# $\int_{-\infty}^{\infty} \frac{|\widehat{\psi}(\omega)|^2}{|\omega|}d\omega = C_{\psi} < \infty \implies \widehat{\psi}(0) = 0$

Let $\psi \in L^2( \mathbb{R})$ and suppose that it satisfies the admissibility condition $$\int_{-\infty}^{\infty} \frac{|\widehat{\psi}(\omega)|^2}{|\omega|}d\omega = C_{\psi} < \infty$$ where $\widehat{\psi}$ denotes the fourier transform of $\psi$.
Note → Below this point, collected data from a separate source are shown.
Issue #25618, opened 2025-10-22
JS runtime exception with iOS 26.1 accessing t.alpha on null under some circumstances


andvgal:
It was noticed that some third party pre-built components fail in iOS 26.1 under some conditions while accessing t.alpha on null. Despite the exact details cannot be provided, below is the likely offending place.

https://github.com/emscripten-core/emscripten/blob/c81dbdd5f564665ef3124635af89cfbaed546698/src/lib/libhtml5_webgl.js#L311

According to MDN (https://developer.mozilla.org/en-US/docs/Web/API/WebGLRenderingContext/getContextAttributes), the function `WebGLRenderingContext::getContextAttributes()` can return `null` under some circumstances.

Therefore, another safety check should solve the problem, e.g.:

```patch
diff --git a/src/lib/libhtml5_webgl.js b/src/lib/libhtml5_webgl.js
index 63f8d2ad3..fa298e3a9 100644
--- a/src/lib/libhtml5_webgl.js
+++ b/src/lib/libhtml5_webgl.js
@@ -309,6 +309,7 @@ var LibraryHtml5WebGL = {
     var t = c.GLctx;
     if (!t) return {{{ cDefs.EMSCRIPTEN_RESULT_INVALID_TARGET }}};
     t = t.getContextAttributes();
+    if (!t) return {{{ cDefs.EMSCRIPTEN_RESULT_INVALID_TARGET }}};
 
     {{{ makeSetValue('a', C_STRUCTS.EmscriptenWebGLContextAttributes.alpha, 't.alpha', 'i8') }}};
     {{{ makeSetValue('a', C_STRUCTS.EmscriptenWebGLContextAttributes.depth, 't.depth', 'i8') }}};
```

andvgal:
A blind fix: https://github.com/emscripten-core/emscripten/pull/25619

andvgal:
The PR is merged.

PR #25619, opened 2025-10-22
Fix JS runtime exception on WebGL getContextAttributes (#25618)

andvgal:
This is a blind fix for https://github.com/emscripten-core/emscripten/issues/25618

### DIFF
--- a/src/lib/libhtml5_webgl.js
+++ b/src/lib/libhtml5_webgl.js
@@ -306,9 +306,8 @@ var LibraryHtml5WebGL = {
     if (!a) return {{{ cDefs.EMSCRIPTEN_RESULT_INVALID_PARAM }}};
     c = GL.contexts[c];
     if (!c) return {{{ cDefs.EMSCRIPTEN_RESULT_INVALID_TARGET }}};
-    var t = c.GLctx;
+    var t = c.GLctx?.getContextAttributes();
     if (!t) return {{{ cDefs.EMSCRIPTEN_RESULT_INVALID_TARGET }}};
-    t = t.getContextAttributes();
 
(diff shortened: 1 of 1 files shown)


src/lib/libhtml5_webgl.js
```diff
@@ -309,6 +309,7 @@ var LibraryHtml5WebGL = {
     var t = c.GLctx;
     if (!t) return {{{ cDefs.EMSCRIPTEN_RESULT_INVALID_TARGET }}};
     t = t.getContextAttributes();
+    if (!t) return {{{ cDefs.EMSCRIPTEN_RESULT_INVALID_TARGET }}};
```
juj, line 310: How about

```js
var t = c.GLctx?.getContextAttributes();
if (!t) return {{{ cDefs.EMSCRIPTEN_RESULT_INVALID_TARGET }}};
```
?

Although do note that if the GL context is lost, then all subsequent GL calls will fail as well. So if you have a code path that can somehow recover (if it is an iOS 26.1 internal bug, one might not exist), you will need to call `emscripten_is_webgl_context_lost()` or register to `emscripten_set_webglcontextlost_callback()` to be notified of a context loss, to do something else.

I.e. the issue will likely not be isolated to this function, but all subsequent GL operations will fail as well.

andvgal: First of all, that is a blind fix for a runtime exception. The fact that the context is not usable any more is out of scope.

The refactoring suggestion imposes another minimal ECMAScript version. I am not that familiar with the project and its application, but the code around suggests ES6-level of coding about when WebAssembly got first introduced. Optional chaining is ES2020.

juj: Emscripten project uses Babel to transpile to older ES standards. Using `?.` is ok here.

andvgal: OK, then following your advice.

PR #25621, opened 2025-10-22
[SPLIT_MODULE] Fix imports into deferred module when loading

Mintyboi:
Fix an error when attempted to reserve a new memory space in the deferred module when building with MEMORY64 + SPLIT_MODULE.
```
TypeError: Cannot convert <func ptr> to a BigInt
```

In a mem64 build, we call applySignatureConversions on `malloc()` in the wasmExports. `applySignatureConversions()` wraps the exports and converts the return value to a javascript number. The wasmExports is passed into the deferred module during instantiation so when we call a malloc in the deferred module, we'd be calling the wrapped function, hitting into this error.

Furthermore, we are making a direct call when calling a malloc, so strictly speaking, we should not need to go through the JS trampoline.

### DIFF
--- a/test/other/test_split_module.c
+++ b/test/other/test_split_module.c
@@ -1,7 +1,5 @@
 #include <stdio.h>
 #include <emscripten.h>
-#include <stdlib.h> // For malloc and free
-#include <stdint.h> // For int64_t
 
 int foo() {
   return 42;


sbc100:
I only see a test change so I guess this PR is WIP?

Mintyboi:
> I only see a test change so I guess this PR is WIP?

Yes, I plan to have the tests fail first and add in the fix later, which should fix the tests as well 🙏

sbc100:
Sure, we can't actually land the failing test right?  So I guess I'll wait to review this?

sbc100:
(If you are just experimenting then maybe do that with the PR marked as "DRAFT" or you can also do that in your own fork too)

Mintyboi:
@sbc100 I have reproduced the issue I'm facing in the test suite and some attempted fix that works in resolving this issue.
However these changes does not sit too well with me, can I check if you have any suggestions / alternative approach to resolve the issue where we are calling a wrapper with incorrect types.

sbc100:
@aheejin @tlively who have been working on module splitting more than I have.

The solution does seem reasonable yes.  We so something similar in dynamic linking where we maintain `wasmImports` as the symbol table we feed to new wasm module  This gets populated with raw exports from each module as opposed to wrapped exports.

Can you please wrap all these changes in `#if SPLIT_MODULE` to avoid bloating the generated code for those not use module splitting?

test/other/test_split_module.c
```diff
@@ -1,10 +1,20 @@
...
 
 int foo() {
   return 42;
 }
 
 EMSCRIPTEN_KEEPALIVE void say_hello() {
   printf("Hello! answer: %d\n", foo());
+
+  int64_t* ptr = (int64_t*)malloc(sizeof(int64_t) * 10);
+  if (ptr == NULL) {
```
sbc100, line 12: I con't think you need to use `int64_t` here to repro this problem.   I think the fact that malloc and free take/return pointers should be enough.

Can you just do `void* ptr = malloc(10)` and repro the failure?

aheejin:
Sorry, I'm not sure if I understand the problem and the solution here.

Can you give the command line to run your test? It'd be good if we have a test in one of `test_***.py` files that actually runs the .c file you added.

Also... I guess I'm missing something, but the solution just looks like renaming `wasmExports` to `wasmRawExports`..? Why does this solve the problem?

sbc100:
> Sorry, I'm not sure if I understand the problem and the solution here.
> 
> Can you give the command line to run your test? It'd be good if we have a test in one of `test_***.py` files that actually runs the .c file you added.
> 
> Also... I guess I'm missing something, but the solution just looks like renaming `wasmExports` to `wasmRawExports`..? Why does this solve the problem?

I think the issue is that if we just use `wasmExports` this map start life as the raw wasm exports but in some configuration we add JS wrapper functions around these (e.g. in wasm64).    However with module splitting (just like dynamic linking) we never want to feed there wrapper function as imports into another wasm module, we want to use the original exports in this case. 

The issue only shows up course then wrapper functions are used.

Mintyboi:
> Sorry, I'm not sure if I understand the problem and the solution here.
> 
> Can you give the command line to run your test? It'd be good if we have a test in one of `test_***.py` files that actually runs the .c file you added.
> 
> Also... I guess I'm missing something, but the solution just looks like renaming `wasmExports` to `wasmRawExports`..? Why does this solve the problem?

Thanks for explaning the issue @sbc100
wasmRawExports is saved before we apply the wrappers in preamble.js‎L#738.
I have update the test_split_module tests that you can execute with `python runner.py other.test_split_module`. And to reproduce the issue, you can rename wasmRawExports back to wasmExports in `splitModuleProxyHandler()`

test/other/test_split_module.c
Mintyboi: You're right.
Simplified test case in 568bd8a0a9d8ee5fd81410ca7a6427eee63a0779

test/other/test_split_module.c
```diff
@@ -1,10 +1,20 @@
 #include <stdio.h>
 #include <emscripten.h>
+#include <stdlib.h> // For malloc and free
+#include <stdint.h> // For int64_t
```
sbc100: This line is no longer needed

aheejin:
> > Sorry, I'm not sure if I understand the problem and the solution here.
> > Can you give the command line to run your test? It'd be good if we have a test in one of `test_***.py` files that actually runs the .c file you added.
> > Also... I guess I'm missing something, but the solution just looks like renaming `wasmExports` to `wasmRawExports`..? Why does this solve the problem?
> 
> I think the issue is that if we just use `wasmExports` this map start life as the raw wasm exports but in some configuration we add JS wrapper functions around these (e.g. in wasm64). However with module splitting (just like dynamic linking) we never want to feed there wrapper function as imports into another wasm module, we want to use the original exports in this case.
> 
> The issue only shows up course then wrapper functions are used.

Does this mean `SPLIT_MODULE` is not going to work with wasm64?

sbc100:
> > > Sorry, I'm not sure if I understand the problem and the solution here.
> > > Can you give the command line to run your test? It'd be good if we have a test in one of `test_***.py` files that actually runs the .c file you added.
> > > Also... I guess I'm missing something, but the solution just looks like renaming `wasmExports` to `wasmRawExports`..? Why does this solve the problem?
> > 
> > 
> > I think the issue is that if we just use `wasmExports` this map start life as the raw wasm exports but in some configuration we add JS wrapper functions around these (e.g. in wasm64). However with module splitting (just like dynamic linking) we never want to feed there wrapper function as imports into another wasm module, we want to use the original exports in this case.
> > The issue only shows up course then wrapper functions are used.
> 
> Does this mean `SPLIT_MODULE` is not going to work with wasm64?

the wrappers we generate for wasm64 are for the benefit of JS.   They basically turn bigint values into numbers so that JS developers don't have to worry about the "pointers are bigints" problem (at least not in most cases).

The importing function *between* one wasm module and another we explictly do not want to use these wrappers, and that would actually break, which this PR fixes I believe.

Mintyboi:
@sbc100 test sanity has been failing but it seems to be unrelated to my changes.
Do you know how I can fix it?

sbc100:
Yup, i think a rebase would fix but I'm also happy to just land as-is. 

Thanks for the contribution!

inolen:
Quick question on this PR -

I ran into an issue where I do actually need the original exports from the WASM instance - untouched by any internal routines, just the original value from instance.exports. I'm dynamically compiling some WASM modules and want to pass some exports from the current module to my new modules, skipping any JS wrappers in between.

I see this PR added the wasmRawExports variable, but these aren't exactly the raw exports - they're the exports before applySignatureConversions is ran, but after relocateExports and Asyncify.instrumentWasmExports are ran.

Were you intending for relocateExports / Asyncify.instrumentWasmExports to have ran on the value that's being stored in wasmRawExports, and if not, is it possible to move this declaration up a bit and remove the #if SPLIT_MODULE wrapper?

sbc100:
It sounds like you are trying to implement you own dynamic linking based on some emscripten-internals.   While we can't stop you from doing this you should be aware that its not a supported thing to do and the emscripten-internals could change in future releases.   Are you sure you want to be doing this and not using the dynamic linking support that comes with emscripten?

sbc100:
You are correct though `wasmRawExports` should be declared higher up here.. lets at least fix that now.

sbc100:
In emscripten's own dyanmic linking implementation the raw wasm symbols all get stored in `wasmImports` (each module that gets loaded adds to this map, including the main module).

Perhaps you could use `wasmImports` in the same way (maybe build with `-sMAIN_MODULE=2` which has almost no overhead these days).

sbc100:
Essentially `wasmImports` is the combination of the exports of all previously loaded modules.

inolen:
> It sounds like you are trying to implement you own dynamic linking based on some emscripten-internals. While we can't stop you from doing this you should be aware that its not a supported thing to do and the emscripten-internals could change in future releases. Are you sure you want to be doing this and not using the dynamic linking support that comes with emscripten?

It's something like that - I'm dynamically compiling Quake3's game-related VMs (which is some stack based byte code generated by an old C compiler) to WASM and then executing them. It's possible to massage them into a module that could be dlopen'd, but that'd be another can of worms. The engine has code emitters for other architectures, so there's already a pattern there to follow.

sbc100:
> > It sounds like you are trying to implement you own dynamic linking based on some emscripten-internals. While we can't stop you from doing this you should be aware that its not a supported thing to do and the emscripten-internals could change in future releases. Are you sure you want to be doing this and not using the dynamic linking support that comes with emscripten?
> 
> It's something like that - I'm dynamically compiling Quake3's game-related VMs (which is some stack based byte code generated by an old C compiler) to WASM and then executing them. It's possible to massage them into a module that could be dlopen'd, but that'd be another can of worms. The engine has code emitters for other architectures, so there's already a pattern there to follow.

So in this case Quake3 itself is the emscripten-built program and its trying to load JIT'd extensions to itself?

When you say "The engine has code emitters for other architectures, so there's already a pattern there to follow.", how do those other platforms load, if not via `dlopen`?   Are they literally writing to executable memory in the process?

inolen:
> So in this case Quake3 itself is the emscripten-built program and its trying to load JIT'd extensions to itself?
> 
> When you say "The engine has code emitters for other architectures, so there's already a pattern there to follow.", how do those other platforms load, if not via `dlopen`? Are they literally writing to executable memory in the process?

Exactly that. Quake3 split the main game code out of the engine, and mod authors could either compile the game code to a native system library, or their own "quake vm" format, which used a stack-based byte code emitted by LCC, enabling them to be cross-platform by default. Most mods shipped these VMs.

The engine has its own arm, x86, etc. code emitters to speed up the execution of the mods (and a fallback interpreter). I wrote a JS-based code emitter a decade ago (aka emit a big string and `eval()`), and I just updated that to now emit WASM. While trying to fiddle with JSPI however, I noticed I was hitting some JS wrappers switching contexts, and wanted to get rid of them.

sbc100:
Nice.  Sounds interesting.  If would recommend simply using `dlopen` (creating a dylib is just a question of adding tiny custom section at the start of the wasm).  

 If you don't want to use `dlopen` for some reason then I suggest you build with `-sMAIN_MODULE=2` and then reference the `wasmImports` object for all you symbols.

Issue #25627, opened 2025-10-22
Node.js 22.16.0 on Windows11-on-ARM is broken with respect to Wasm heap growth


juj:
`a.c`

```c
#include <pthread.h>
#include <stdlib.h>
#include <assert.h>

#define FINAL_HEAP_SIZE (64 * 1024 * 1024)

const char *_Atomic buffer = NULL;

void *thread_start(void *arg) {
  char *buf = malloc(FINAL_HEAP_SIZE);
  buf += FINAL_HEAP_SIZE - 1;
  *buf = 42;
  buffer = buf;
  return NULL;
}

int main() {
  pthread_t thr;
  int res = pthread_create(&thr, NULL, thread_start, NULL);
  while (!buffer);
  assert(*buffer == 42);
  return 0;
}
```

yields

```
C:\buildbot\win11-arm64-32gb-snapdragon-x\emscripten_win11_arm64\build\emscripten\main>emcc a.c -pthread -sALLOW_MEMORY_GROWTH -sINITIAL_MEMORY=32MB -sMAXIMUM_MEMORY=256MB -sMINIMAL_RUNTIME -g -Oz -o a.js
emcc: warning: -pthread + ALLOW_MEMORY_GROWTH may run non-wasm code slowly, see https://github.com/WebAssembly/design/issues/1271 [-Wpthreads-mem-growth]
emcc: warning: running limited binaryen optimizations because DWARF info requested (or indirectly required) [-Wlimited-postlink-optimizations]

C:\buildbot\win11-arm64-32gb-snapdragon-x\emscripten_win11_arm64\build\emscripten\main>%EMSDK_NODE% a.js
wasm://wasm/a.wasm-000f691e:1


RuntimeError: memory access out of bounds
    at a.wasm.__original_main (wasm://wasm/a.wasm-000f691e:wasm-function[19]:0x661)
    at a.wasm.main (wasm://wasm/a.wasm-000f691e:wasm-function[20]:0x684)
    at run (C:\buildbot\win11-arm64-32gb-snapdragon-x\emscripten_win11_arm64\build\emscripten\main\a.js:1022:3)
    at ready (C:\buildbot\win11-arm64-32gb-snapdragon-x\emscripten_win11_arm64\build\emscripten\main\a.js:48:5)
    at C:\buildbot\win11-arm64-32gb-snapdragon-x\emscripten_win11_arm64\build\emscripten\main\a.js:1071:5

Node.js v22.16.0
```

[...]

PR #25628, opened 2025-10-22
Skip other.test_pthread_growth test on Windows on ARM

juj:
Skip other.test_pthread_growth test on Windows on ARM if Node.js is 22.16.0. See https://github.com/emscripten-core/emscripten/issues/25627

Then my textbook in Fourier analysis (and any other book I've seen) says that this implies that $$\widehat{\psi}(0) = \int_{-\infty}^{\infty} \psi(x) dx = 0 .$$

So I can see why this is the case, since plugging in $\omega = 0$ in the first expression would make the integral infinite, however I'm not sure how to prove this rigorously. Could someone give me a hint on how to do that? I think we also can assume that $\psi$ is continuous.

Thanks

• If $\widehat{\psi}(0)\neq 0$, then the integral would be divergent (because so is $\int_0^1\frac 1t\mathrm dt$). – Davide Giraudo Aug 2 '13 at 11:29
• Equivalently: ...because so is $\int\limits_{-\varepsilon}^\varepsilon\frac1{|t|}\mathrm dt$ for every positive $\varepsilon$. – Did Aug 2 '13 at 11:31

For integrability at $\omega=0$, the integrand must be $\in o\left(1/w^{1-\epsilon}\right)$, for all $\epsilon > 0$. Thus, $|\hat{\psi}(\omega)| \in o\left(\omega^{\epsilon/2}\right)$ as $\omega \to 0$, which implies that $|\hat{\psi}(0)|=0$.